Cuando vamos a casi cuatro meses de la masacre del 7 de octubre de 2023, las cartas sobre la mesa están claras para todos. Tan claras como lo estuvieron para muchos catalogados de pesimistas antes de lo ocurrido.
El Estado de Israel es una realidad difícil de eliminar. Pero es una realidad que puede ser sometida a presiones, sufrimientos y estrecheces. Si su eliminación física no es viable, su deslegitimación es una buena opción. Si además se le suma el miedo de occidente al uso del terror por parte de sus adversarios, la complacencia y la disposición de apaciguar a los violentos, la mesa está servida.
Hamás estudió el panorama para lanzar un ataque sin precedentes en momentos que Israel se confiaba de su invencibilidad y el deseo de algunos otrora enemigos de reconocerlo. Los Acuerdos de Abraham, la posibilidad de normalización de relaciones con Arabia Saudita y la deconstrucción del problema palestino, eran algo que atentaban contra la razón de ser de Hamás, Yihad Islámica y todos quienes comulgan con la postura de no aceptar el derecho de los judíos a un Estado.
La acción de Hamás que se lleva por delante a hombres, mujeres y niños, mostrando una crueldad absoluta, y llevándose más de 250 rehenes, persigue hacer daño, asustar y desconcertar. Pero el objetivo primario es provocar una reacción israelí de magnitud impresionante, que necesariamente genere daños colaterales. Una reacción inevitable, que cobre víctimas civiles calculadamente ubicadas para ser víctimas, cuyo dolor y sufrimiento despierten la compasión automática y comprensible, además de la condena a Israel. Entre esto y la animadversión que se tiene sobre Israel y los judíos, la receta de deslegitimar a Israel funciona con bastante precisión.

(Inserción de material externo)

PR #858, opened 2021-12-31
Fix Formatter to handle inout(char) properly

Geod24:
```
We know this construct doesn't allocate, and avoids the need
for Unqual entirely.
```


Geod24:
As a first step, I only committed the test, and it failed as expected:
```
./src/ocean/text/convert/Formatter.d(549): Error: cannot modify `inout` expression `b[1]`
./src/ocean/text/convert/Formatter.d(279): Error: template instance `ocean.text.convert.Formatter.handle!(inout(char))` error instantiating
./src/ocean/text/convert/Formatter.d(137):        instantiated from here: `sformat!(inout(char))`
./src/ocean/text/convert/Formatter_test.d(575):        instantiated from here: `format!(inout(char))`
make: *** [/home/runner/work/ocean/ocean/build/prod/tmp/allunittests] Error 1
```

PR #860, opened 2022-02-18
Replace all usages of 'istring' with 'string'

Geod24:
```
Now that Ocean is D2-only, this trivial alias doesn't make sense,
and make code harder to use outside Ocean.
```


Geod24:
Heh there's some `typeid` shenanigans

ibuclaw (approved):

Geod24:
Found the bug, it was a name conflict with a `string` member. Will submit as a separate PR to make sure the commit is atomic.

PR #865, opened 2022-02-21
Log: Make Logger and Appender name property string

Geod24:
In practice, they are always string, and not referring to some internal buffer.


Geod24:
No other tsunami project implements `Appender`.

ibuclaw (approved):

La captura de rehenes de cualquier edad y condición es también una acción premeditada de mucha efectividad. La opinión púbica israelí, atomizada y muy asustada, ve en cada uno de los rehenes el drama que le pudo haber ocurrido a cualquier habitante del país. Hamás sabe que se presionará por la liberación de los rehenes, en acuerdos desproporcionados que den libertad a asesinos confesos y convictos, que saldrán de las cárceles israelíes a seguir cometiendo fechorías inexcusables. Que los acuerdos para liberar rehenes serán pagados con ceses de hostilidades cuyo objetivo es oxigenar a un Hamás que se prepararía para más ataques y nada que ver con otras cosas. Algo que costará vidas de soldados israelíes cuando las hostilidades necesariamente se reanuden.

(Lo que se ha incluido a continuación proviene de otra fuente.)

PR #866, opened 2022-03-14
Formatter: Support Phobos like OutputRange interface

Geod24:
Before this patch, printing a SysTime would fail because we were passing
a literal, which would not implicitly convert to a 'ref'.

### DIFF
--- a/src/ocean/text/convert/Formatter.d
+++ b/src/ocean/text/convert/Formatter.d
@@ -464,9 +464,13 @@ private void handle (T) (T v, FormatInfo f, scope FormatterSink sf, scope ElemSi
     // toString hook: Give priority to the non-allocating one
     // Note: sink `toString` overload should take a `scope` delegate
     else static if (is(typeof(v.toString(sf))))
+    {
+        // Some `toString` signatures expect a `ref` sink
+        scope sinkRef = (in cstring e) { se(e, f); };
         nullWrapper(&v,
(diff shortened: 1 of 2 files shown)


Geod24:
Using the CI to test as I don't have a Linux at hand. Added the test, should go red, will add the fix after, which is one line.

Geod24:
```
./src/ocean/text/convert/Formatter.d(468): Error: template `ocean.text.convert.Formatter_test.__unittest_L580_C1.SysTime.toString` cannot deduce function from argument types `!()(void delegate(const(char[]) e) @system)`, candidates are:
./src/ocean/text/convert/Formatter_test.d(585):        `toString(W)(ref W writer)`
./src/ocean/text/convert/Formatter.d(279): Error: template instance `ocean.text.convert.Formatter.handle!(SysTime)` error instantiating
./src/ocean/text/convert/Formatter.d(137):        instantiated from here: `sformat!(SysTime)`
./src/ocean/text/convert/Formatter_test.d(587):        instantiated from here: `format!(SysTime)`
make: *** [/home/runner/work/ocean/ocean/build/prod/tmp/allunittests] Error 1
submodules/makd/Makd.mak:574: recipe for target '/home/runner/work/ocean/ocean/build/prod/tmp/allunittests' failed
```

Bingo

ibuclaw (approved):

PR #879, opened 2023-06-07
Build for OPENSSLv3 if variable is defined

alexandrumc:
This will help to fix the Buildkite build after this https://github.com/dlang/ci/pull/483 gets merged.

### DIFF
--- a/Build.mak
+++ b/Build.mak
@@ -16,6 +16,11 @@ ifneq ($(ALLOW_DEPRECATIONS),1)
 	override DFLAGS += -de
 endif
 
+# Enables https://github.com/sociomantic-tsunami/ocean/blob/v6.x.x/src/ocean/net/ssl/openssl/OpenSsl.d#L529
+ ifneq ($(OPENSSL_V3),1)
+ »   override DFLAGS += -version=Ocean_OpenSSL3
+ endif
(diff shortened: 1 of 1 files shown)


Build.mak
```diff
@@ -16,6 +16,11 @@ ifneq ($(ALLOW_DEPRECATIONS),1)
 	override DFLAGS += -de
 endif
 
+# Enables https://github.com/sociomantic-tsunami/ocean/blob/v6.x.x/src/ocean/net/ssl/openssl/OpenSsl.d#L529
+ ifneq ($(OPENSSL_V3),1)
+ »   override DFLAGS += -version=Ocean_OpenSSL3
+ endif
```
Geod24:
```suggestion
 ifeq ($(OPENSSL_V3),1)
     override DFLAGS += -version=Ocean_OpenSSL3
 endif
```

You might also want to add support in `ci.yml`, currently we only run on Ubuntu 20.04

alexandrumc: > You might also want to add support in ci.yml, currently we only run on Ubuntu 20.04

That would probably require updating all the other dependencies as well, so I'm not quite interested TBH :grin:. I will try to find some time in the near future.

Mientras se escribe esta nota, ocurren agresiones desde Líbano sobre Israel. El norte de Israel ha sido desalojado, cientos de miles de sus habitantes han abandonado sus casas. Hezbolá ataca a Israel, pero también los hutíes agreden barcos en aguas internacionales, objetivos americanos son blanco de ataques mortales. En París se trata de llegar a un acuerdo escalonado que permita liberar a los secuestrados en Gaza, en una secuencia por demás cruel. Hamás dicta las pautas, responde a órdenes de una autoridad superior que todos conocen y nadie denuncia, mucho menos enfrenta.
Así las cosas, sin entrar en detalles, nos damos cuenta de que la agenda del conflicto la dicta Hamás. El gran principio de occidente de no sucumbir ni negociar con el terror se ha violado. Es verdad, no hay mayores opciones. Más aún si no hay disposición de confrontar la raíz del mal, la cabeza que maquina todo. El terror deslegitima a Israel, y se legitima como mecanismo de acción y negociación.

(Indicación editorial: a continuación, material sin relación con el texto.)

Issue #890, opened 2025-07-26
ExpiringLRUCache has a null dereference in getExpiringOrCreate


rikkimax:
The following statement can dereference null, even though its within a null check.

https://github.com/sociomantic-tsunami/ocean/blob/b06be4d9c6099bb756a801e13e8b945ea05c2abe/src/ocean/util/container/cache/ExpiringLRUCache.d#L342

Null was set: https://github.com/sociomantic-tsunami/ocean/blob/b06be4d9c6099bb756a801e13e8b945ea05c2abe/src/ocean/util/container/cache/ExpiringLRUCache.d#L335

PR #891, opened 2025-10-01
Fix issue #890 - ExpiringLRUCache has a null dereference in getExpiringOrCreate

rikkimax:


Geod24:
Any chance you can add an unittest that exercise this path ?

PR #57, opened 2018-08-20
Fix calculation of page_len in sff_8436_read_write function

yurypm:

PR #60, opened 2018-09-07
import upstream optoe chunk offset fix

lguohan:
Correct a panic inducing defect which is triggered on a read (or write)

which begins beyond byte 128, on a byte which is not aligned on a 128 byte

El mundo entero es cómplice del terror cuando no lo combate, no lo denuncia y se pliega a sus caprichos. Cuando se aceptan sus condiciones y que las mimas sean informadas, negociadas, por quienes apoyan y financian a entes de objetivos conocidos, acciones condenables y posturas indefendibles y temidas. Cuando se ven las barbas del vecino arder, es mejor poner las propias en remojo. Las barbas de Israel arden, con rehenes sometidos de quienes poco se sabe. Occidente es un vecino real de Israel, la próxima víctima de quienes cedan en esta negociación de terror.